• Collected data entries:
----------------------------------------

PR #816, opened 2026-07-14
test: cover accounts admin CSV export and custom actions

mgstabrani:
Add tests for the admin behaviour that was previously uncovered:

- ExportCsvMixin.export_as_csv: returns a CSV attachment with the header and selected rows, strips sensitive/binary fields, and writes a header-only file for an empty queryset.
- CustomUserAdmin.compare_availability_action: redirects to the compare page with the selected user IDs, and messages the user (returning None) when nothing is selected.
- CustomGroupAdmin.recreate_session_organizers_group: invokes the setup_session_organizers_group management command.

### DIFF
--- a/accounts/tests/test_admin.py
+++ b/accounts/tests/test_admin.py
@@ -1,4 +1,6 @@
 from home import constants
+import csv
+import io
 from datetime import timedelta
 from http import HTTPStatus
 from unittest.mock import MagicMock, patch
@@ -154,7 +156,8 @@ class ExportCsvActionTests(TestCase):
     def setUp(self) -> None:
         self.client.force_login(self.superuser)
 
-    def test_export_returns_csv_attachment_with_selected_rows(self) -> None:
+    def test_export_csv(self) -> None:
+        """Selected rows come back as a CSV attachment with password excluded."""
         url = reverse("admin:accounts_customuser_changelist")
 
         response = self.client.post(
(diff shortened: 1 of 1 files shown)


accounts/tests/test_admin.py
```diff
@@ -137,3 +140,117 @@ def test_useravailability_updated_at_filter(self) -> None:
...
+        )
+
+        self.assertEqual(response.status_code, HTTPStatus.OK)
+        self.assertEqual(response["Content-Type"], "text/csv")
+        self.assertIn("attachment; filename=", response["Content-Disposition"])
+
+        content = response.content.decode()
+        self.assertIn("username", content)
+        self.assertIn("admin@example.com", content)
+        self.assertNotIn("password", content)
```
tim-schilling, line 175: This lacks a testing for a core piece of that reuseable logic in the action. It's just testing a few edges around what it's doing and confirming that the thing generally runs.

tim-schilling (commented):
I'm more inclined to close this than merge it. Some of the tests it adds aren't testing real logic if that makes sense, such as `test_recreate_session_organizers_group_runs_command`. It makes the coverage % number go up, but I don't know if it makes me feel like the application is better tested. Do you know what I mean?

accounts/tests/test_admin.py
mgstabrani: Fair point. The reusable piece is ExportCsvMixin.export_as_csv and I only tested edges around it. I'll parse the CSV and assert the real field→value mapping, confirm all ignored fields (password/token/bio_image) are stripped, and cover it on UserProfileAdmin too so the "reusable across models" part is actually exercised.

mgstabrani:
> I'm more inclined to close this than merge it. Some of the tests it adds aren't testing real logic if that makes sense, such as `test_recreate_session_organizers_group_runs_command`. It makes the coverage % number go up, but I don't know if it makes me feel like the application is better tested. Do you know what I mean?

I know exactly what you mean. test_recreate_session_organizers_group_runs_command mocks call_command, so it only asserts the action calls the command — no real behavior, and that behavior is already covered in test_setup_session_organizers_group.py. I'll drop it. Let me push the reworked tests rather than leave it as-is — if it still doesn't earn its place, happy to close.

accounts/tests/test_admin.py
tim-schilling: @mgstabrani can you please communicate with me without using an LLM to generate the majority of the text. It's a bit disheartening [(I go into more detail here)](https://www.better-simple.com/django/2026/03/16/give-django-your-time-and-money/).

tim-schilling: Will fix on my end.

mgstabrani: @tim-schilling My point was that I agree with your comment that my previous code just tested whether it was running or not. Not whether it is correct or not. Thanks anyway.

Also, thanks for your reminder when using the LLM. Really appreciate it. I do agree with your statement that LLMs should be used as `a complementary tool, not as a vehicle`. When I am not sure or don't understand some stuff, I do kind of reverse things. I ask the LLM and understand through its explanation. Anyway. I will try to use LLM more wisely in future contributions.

----------------------------------------

• Work required: Each record above is to be reproduced verbatim.

• Written answer:
PR #816, opened 2026-07-14
test: cover accounts admin CSV export and custom actions

mgstabrani:
Add tests for the admin behaviour that was previously uncovered:

- ExportCsvMixin.export_as_csv: returns a CSV attachment with the header and selected rows, strips sensitive/binary fields, and writes a header-only file for an empty queryset.
- CustomUserAdmin.compare_availability_action: redirects to the compare page with the selected user IDs, and messages the user (returning None) when nothing is selected.
- CustomGroupAdmin.recreate_session_organizers_group: invokes the setup_session_organizers_group management command.

### DIFF
--- a/accounts/tests/test_admin.py
+++ b/accounts/tests/test_admin.py
@@ -1,4 +1,6 @@
 from home import constants
+import csv
+import io
 from datetime import timedelta
 from http import HTTPStatus
 from unittest.mock import MagicMock, patch
@@ -154,7 +156,8 @@ class ExportCsvActionTests(TestCase):
     def setUp(self) -> None:
         self.client.force_login(self.superuser)
 
-    def test_export_returns_csv_attachment_with_selected_rows(self) -> None:
+    def test_export_csv(self) -> None:
+        """Selected rows come back as a CSV attachment with password excluded."""
         url = reverse("admin:accounts_customuser_changelist")
 
         response = self.client.post(
(diff shortened: 1 of 1 files shown)


accounts/tests/test_admin.py
```diff
@@ -137,3 +140,117 @@ def test_useravailability_updated_at_filter(self) -> None:
...
+        )
+
+        self.assertEqual(response.status_code, HTTPStatus.OK)
+        self.assertEqual(response["Content-Type"], "text/csv")
+        self.assertIn("attachment; filename=", response["Content-Disposition"])
+
+        content = response.content.decode()
+        self.assertIn("username", content)
+        self.assertIn("admin@example.com", content)
+        self.assertNotIn("password", content)
```
tim-schilling, line 175: This lacks a testing for a core piece of that reuseable logic in the action. It's just testing a few edges around what it's doing and confirming that the thing generally runs.

tim-schilling (commented):
I'm more inclined to close this than merge it. Some of the tests it adds aren't testing real logic if that makes sense, such as `test_recreate_session_organizers_group_runs_command`. It makes the coverage % number go up, but I don't know if it makes me feel like the application is better tested. Do you know what I mean?

accounts/tests/test_admin.py
mgstabrani: Fair point. The reusable piece is ExportCsvMixin.export_as_csv and I only tested edges around it. I'll parse the CSV and assert the real field→value mapping, confirm all ignored fields (password/token/bio_image) are stripped, and cover it on UserProfileAdmin too so the "reusable across models" part is actually exercised.

mgstabrani:
> I'm more inclined to close this than merge it. Some of the tests it adds aren't testing real logic if that makes sense, such as `test_recreate_session_organizers_group_runs_command`. It makes the coverage % number go up, but I don't know if it makes me feel like the application is better tested. Do you know what I mean?

I know exactly what you mean. test_recreate_session_organizers_group_runs_command mocks call_command, so it only asserts the action calls the command — no real behavior, and that behavior is already covered in test_setup_session_organizers_group.py. I'll drop it. Let me push the reworked tests rather than leave it as-is — if it still doesn't earn its place, happy to close.

accounts/tests/test_admin.py
tim-schilling: @mgstabrani can you please communicate with me without using an LLM to generate the majority of the text. It's a bit disheartening [(I go into more detail here)](https://www.better-simple.com/django/2026/03/16/give-django-your-time-and-money/).

tim-schilling: Will fix on my end.

mgstabrani: @tim-schilling My point was that I agree with your comment that my previous code just tested whether it was running or not. Not whether it is correct or not. Thanks anyway.

Also, thanks for your reminder when using the LLM. Really appreciate it. I do agree with your statement that LLMs should be used as `a complementary tool, not as a vehicle`. When I am not sure or don't understand some stuff, I do kind of reverse things. I ask the LLM and understand through its explanation. Anyway. I will try to use LLM more wisely in future contributions.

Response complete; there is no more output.